De Chinezen in Yongding vonden dat laatste aspect eeuwen geleden ook wel aantrekkelijk maar ze gingen verder dan de geijkte vorm en afmetingen. Zij gaven de voorkeur aan een ronde vorm, een gesloten ring van woningen gebouwd rondom een grote binnenplaats. Dergelijke gebouwen bezaten zoveel ruimte dat er meerdere families in konden wonen. Honderd, tweehonderd, desnoods driehonderd mensen. Om de mogelijkheden te vergroten gingen ze ook de hoogte in en zo ontstonden er grote, ronde, gebouwen. Je zou ze bijna flats noemen met hun drie, soms vier verdiepingen.
De buitenzijde opgetrokken uit metselwerk, bijna zonder openingen op een of twee toegangspoorten na. De binnenzijde grotendeels gemaakt van hout. Koken, opslag van materiaal, hokken voor de dieren bevonden zich daarbij op de begane grond en de onderste verdieping. Wonen en slapen gebeurde boven.
Honderden van dergelijke woningen zijn op deze wijze gebouwd en worden voor een groot deel nog bewoond.
Het plezierige is dat deze bezienswaardigheid, want zo mag je het rustig noemen, nog maar nauwelijks door bezoekers uit het Westen ontdekt is. Wel door het zich langzamerhand aardig uitbreidende Chinese toerisme. Die kom je dan ook regelmatig tegen. Chinezen die behoren tot de financieel goed boerende bovenlaag; die zich een eigen auto kunnen veroorloven en als toerist in eigen land rondtoeren.
Wij bezoeken ook vandaag een van die huizen, een groot exemplaar dat er op het eerste gezicht wat welvarender uitziet dan de huizen die we gisteren bezochten. Ons bezoek is een verzetje voor de bewoners en het Nihou als begroeting is niet van de lucht.

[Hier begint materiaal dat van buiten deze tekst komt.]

PR #2067, opened 2026-04-30
fix(api): use real on-chain timestamps for past proposal blocks

ChaituVR:
Related to https://github.com/snapshot-labs/workflow/issues/786

## Summary

When indexing a proposal, fetch the real on-chain block timestamp instead of computing an estimate — fall back to the estimate only for blocks that aren't mined yet.

Works for all chains including Arb1, Ape, and Curtis (which use L1 block numbers) by querying the corresponding L1 RPC.

## Why

The API's existing estimate (`creationTimestamp + blockDifference × blockTime`) drifts because real block times vary. For past blocks, the chain itself has the exact timestamp — we should use it.

After this fix, reindex / catch-up scenarios produce correct stored timestamps.

## Improvement

Parallelized the 2-3 lifecycle block fetches per proposal with `Promise.all`. Roughly 2.6× faster than sequential awaits.

## How to test

- [x] Existing unit tests updated to assert real on-chain timestamps
- [x] Apply 
```git
index 0bf43b10e..5f716f5d4 100644
@@ -14,8 +14,8 @@ const SERVICES: Record<ServiceType, Service> = {
   api: {
     env: {
+      ENABLED_NETWORKS: 'arb1',
+      VITE_ENABLED_NETWORKS: 's-tn,arb1',
       VITE_METADATA_NETWORK: 's-tn',
       VITE_API_TESTNET_URL: 'http://localhost:3000'
     }
```
- [ ] Run `yarn dev:interactive`
- [ ] Wait for 5 mins and go to indexed proposals
- [ ] Go to https://snapshot.org/#/arb1:0xf07DeD9dC292157749B6Fd268E37DF6EA38395B9/proposal/60371879178081104082641012273221287927865067413661362234634146098631763379427
- [ ] Go to http://localhost:8080/#/arb1:0xf07DeD9dC292157749B6Fd268E37DF6EA38395B9/proposal/60371879178081104082641012273221287927865067413661362234634146098631763379427
- [ ] Go to https://etherscan.io/block/17015193
- [ ] the newly indexed proposal should have correct timestamp for `End`

| Before | After |
|--------|--------|
| image | image |


bonustrack (approved):
utACK. Nit we should always use onchain instead of on-chain

Sekhmet (approved):
utACK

Wat is het in dit land toch een wonderlijke mengeling van tegenstellingen. De woonvertrekjes in zo’n huis mogen dan klein zijn, er is wel elektriciteit en een grote kleuren-tv is ook prominent aanwezig. Verder ontbreekt echter iedere luxe. Misschien is het wel zo dat het de mensen ook niet echt interesseert, het leven speelt zich hier voor een groot deel buitenshuis af.
Wateraansluitingen zijn er alleen op de begane grond, op de binnenplaats. Ik zie een aantal kranen maar er zijn ook nog waterputten in gebruik. Beneden worden ook de maaltijden klaargemaakt en gekookt.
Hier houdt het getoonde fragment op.